Cloudera is riding the wave of big data. I first learned about the company while working at Vertica, one of Cloudera’s partners. Customers that managed large amounts of structured relational data also needed to process large amounts of semistructured data such as the type found in web logs and application logs. The emerging channel of social media provided another source of data lacking the structure that would lend itself to analysis in a relational database. Other organizations needed to perform calculations and analyses that were difficult to express in SQL. Seeing this market Cloudera recognized earlier than others an opportunity to leverage the Apache Hadoop project; it has been offering the Cloudera Distribution for Hadoop (CDH) since early 2009.
I first wrote about Cloudera last year after attending Hadoop World and seeing firsthand significant interest in Hadoop. Much has happened at Cloudera since then and also in the broader big-data market. Cloudera recently made CDH version 3 generally available. (My colleague Mark Smith wrote about CDH3 when it was first announced.) Cloudera says it intends to release additional distributions annually, so we should expect another release early to middle 2012, although the recent entry of competitors into the Hadoop distribution market might prompt Cloudera to accelerate its releases.
In addition to the open source CDH releases, Cloudera offers an enterprise product that combines CDH with support and a set of management applications for authorization, provisioning, monitoring and resource management.

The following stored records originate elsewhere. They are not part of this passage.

PR #4182, opened 2016-10-03
InMemory saga persister creates duplicate saga instances

danielmarbach:
## Who's affected

All users using InMemory saga persister that have messages concurrently trying to start the same saga instance.

Note that the endpoint needs to have concurrency set to greater than one (default in v6)

## Symptoms

Two saga instances are created which leads to incorrect business behavior.

## Solution

v5 supports multiple correlation properties. So here the lock will be taken on the `FullName` of the saga entity type


src/NServiceBus.AcceptanceTests/Sagas/When_saga_started_concurrently.cs
```diff
@@ -0,0 +1,172 @@
...
+                    }
+                    else
+                    {
+                        throw new Exception("Unknown type");
+                    }
+                }
+            }
+        }
+
+        [Serializable]
```
andreasohlund: Nitpick: We don't need the  `[Serializable]`

src/NServiceBus.AcceptanceTests/Sagas/When_saga_started_concurrently.cs
```diff
@@ -0,0 +1,172 @@
...
+        class StartMessageOne : ICommand
+        {
+            public string SomeId { get; set; }
+        }
+
+        [Serializable]
```
andreasohlund: Nitpick: We don't need the [Serializable]

src/NServiceBus.AcceptanceTests/Sagas/When_saga_started_concurrently.cs
```diff
@@ -0,0 +1,172 @@
...
+        class StartMessageTwo : ICommand
+        {
+            public string SomeId { get; set; }
+        }
+
+        [Serializable]
```
andreasohlund: Nitpick: We don't need the [Serializable]

danielmarbach: Remember this is v5. It uses it consistently

danielmarbach:
@Particular/nservicebus-maintainers please review. In order to keep it consistent with v5 behavior I'm calling `Save` in the update method. v6 behaves differently btw. In v6 `Update` does not revalidate the correlation properties. Is this something we need to address (to be honest I got confused while looking at the tests and the intended behavior)?

src/NServiceBus.AcceptanceTests/Sagas/When_saga_started_concurrently.cs
andreasohlund: Not a 100% https://github.com/Particular/NServiceBus/blob/master/src/NServiceBus.AcceptanceTests/Audit/When_a_replymessage_is_audited.cs#L112  and there's probably more. But as I said nitpick, I'll make sure we remove them for v6.1

andreasohlund:
>In v6 Update does not revalidate the correlation properties. Is this something we need to address (to be honest I got confused while looking at the tests and the intended behavior)?

V6 won't let you change the correlation property. I'd say we leave as is for v5?

src/NServiceBus.Core/Persistence/InMemory/SagaPersister/InMemorySagaPersister.cs
```diff
@@ -86,61 +89,101 @@ public void Update(IContainSagaData saga)
...
-
-            if (!sagaMetaData.CorrelationProperties.Any()) return;
+            var sagaType = saga.GetType();
+            var sagaMetaData = sagaModel.FindByEntityName(sagaType.FullName);
 
-            var sagasFromSameType = from s in data
-                                    where
-                                        (s.Value.SagaEntity.GetType() == saga.GetType() && (s.Key != saga.Id))
-                                    select s.Value;
+            if (sagaMetaData.CorrelationProperties.Count == 0) return;
```
timbussmann: let's avoid the if short from

src/NServiceBus.Core/Persistence/InMemory/SagaPersister/InMemorySagaPersister.cs
```diff
@@ -86,61 +89,101 @@ public void Update(IContainSagaData saga)
...
 
-            foreach (var storedSaga in sagasFromSameType)
+            // ReSharper disable once LoopCanBeConvertedToQuery
+            foreach (var storedSaga in data)
             {
+                if (storedSaga.Value.SagaData.GetType() != sagaType || (storedSaga.Key == saga.Id)) continue;
```
timbussmann: let's avoid the if short from

danielmarbach: It was used in other parts in this file as well that's why I kept it consistent.

timbussmann: not considering this as a blocker, but I don't think consistency on this brings any value in that case.

danielmarbach: of course it does, at least in the same file the same consistent code style should be used. When I port back into existing code I try to stay consistent with what is there from a style perspective. Applying new formatting rules doesn't make much sense either.

danielmarbach: If you feel strongly about it @timbussmann feel free to apply your desired style changes while merging

danielmarbach: @timbussmann I applied formatting as a separate commit just for you ❤️

andreasohlund:
@timbussmann please merge if you're happy with the changes

src/NServiceBus.Core/Persistence/InMemory/SagaPersister/InMemorySagaPersister.cs
timbussmann: 💃

PR #4184, opened 2016-10-03
Remove [Serializable] attribute from test messages

andreasohlund:
And only keep them where needed


timbussmann:
>And only keep them where needed

where are these needed?

danielmarbach:
We have a custom serializer test which needs them

timbussmann:
👍 I see

PR #4569, opened 2017-03-22
Align AssemblyScanner config API with API design guidelines

timbussmann:
as this API was added in the 6.2 timeframe, it might makes sense to align it with the newly defined API design guidelines.


timbussmann:
ah, saw that @SimonCropp was already faster. closing this then.

PR #4572, opened 2017-03-23
Merge Publish|Reply|SubscribeOptions into current ContextBag not parent one

dbelcham:
Connected to #4573

Fixes a bug [reported in Google Groups](https://groups.google.com/forum/?utm_medium=email&utm_source=footer#!msg/particularsoftware/cCudnYmX55g/qr8FFzHfCAAJ) where sendoptions was being incorrectly merged into the parent context instead of the current one.

Could not write tests to verify this since the `ContextBag.TryGet` method first attempts to get the value from the current context and, if not found there, it will try to get the value from the parent context. As such any test written would pass, incorrectly, for the bug'd code.

### DIFF
--- a/src/NServiceBus.Core.Tests/Pipeline/Outgoing/OutgoingReplyContextTests.cs
+++ b/src/NServiceBus.Core.Tests/Pipeline/Outgoing/OutgoingReplyContextTests.cs
@@ -47,7 +47,6 @@
             Assert.AreEqual("anotherValue", anotherValue2);
         }
 
-
         [Test]
         public void ShouldNotMergeOptionsToParentContext()
         {
--- a/src/NServiceBus.Core.Tests/Pipeline/Outgoing/OutgoingReplyContextTests.cs
+++ b/src/NServiceBus.Core.Tests/Pipeline/Outgoing/OutgoingReplyContextTests.cs
@@ -46,5 +46,23 @@
             Assert.AreEqual("updatedValue", updatedValue);
             Assert.AreEqual("anotherValue", anotherValue2);
         }
+
+
+        [Test]
+        public void ShouldNotMergeOptionsToParentContext()
+        {
+            var message = new OutgoingLogicalMessage(typeof(object), new object());
+            var options = new ReplyOptions();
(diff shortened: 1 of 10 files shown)


andreasohlund:
We should be able to create a acceptantance test that repro the publish options leaking over? (perhaps set a header on event1 and see that the same header makes it to event2)

andreasohlund:
The user seems to be in dire need of the fix so we should expedite a hotfix to 6.1.X

bording:
@andreasohlund I'm not sure we need an acceptance test, since we can just unit test directly by checking to make sure the passed in root context doesn't have anything in it.

dbelcham:
@andreasohlund wrote a couple of tests to verify that the options values don't end up in the parent context

andreasohlund:
ah, just read the PR description. If a unit test can check this then I'm 👍

src/NServiceBus.Core.Tests/Pipeline/Outgoing/OutgoingReplyContextTests.cs
```diff
@@ -46,5 +46,23 @@ public void ShouldShallowCloneContext()
             Assert.AreEqual("updatedValue", updatedValue);
             Assert.AreEqual("anotherValue", anotherValue2);
         }
+
```
timbussmann: remove line

src/NServiceBus.Core.Tests/Pipeline/Outgoing/OutgoingReplyContextTests.cs
```diff
@@ -46,5 +46,23 @@ public void ShouldShallowCloneContext()
...
+
+        [Test]
+        public void ShouldNotMergeOptionsToParentContext()
```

The company has been working on version 3.5 of Cloudera Enterprise and proposes a release cycle for the enterprise product about twice as often as the annual releases of CDH. Version 3.5 includes real-time activity monitoring, an expanded file browser to show how files are used and their ownership, and extended authorization management and administration.
Perhaps as significant as the software developments, Cloudera has solidified its place in the market with key customer wins, additional funding, an expanded executive team and new partnerships. Last October, Cloudera announced $25 million in funding. Its partnership with Informatica announced last fall has borne fruit as part of Informatica 9.1, which I covered in a previous post. I’ve also covered Jaspersoft Version 4 whose features include support for Hadoop. In my opinion, these partners are pursuing Cloudera rather than the other way around.
Of course, success often provokes competition. Cloudera’s first-mover advantage in the Hadoop market has attracted attention in the form of alternatives to Hadoop both direct, such as EMC offering its own distribution of Hadoop, and indirect, such as LexisNexis offering an open source version of its high-performance cluster computing system.
We recently completed research on the market requirements around big data, the benefits of adopting one of these alternatives and the obstacles as well. This research, the first of its kind, is the largest, most comprehensive study of issues related to the big-data market. We’ll be sharing some of our preliminary findings in a webinar next week hosted by two of the research sponsors. Time will tell which of these alternatives will succeed. As I’ve expressed in previous posts, I like competition, and you should, too, because it spurs vendors to offer better products at lower prices.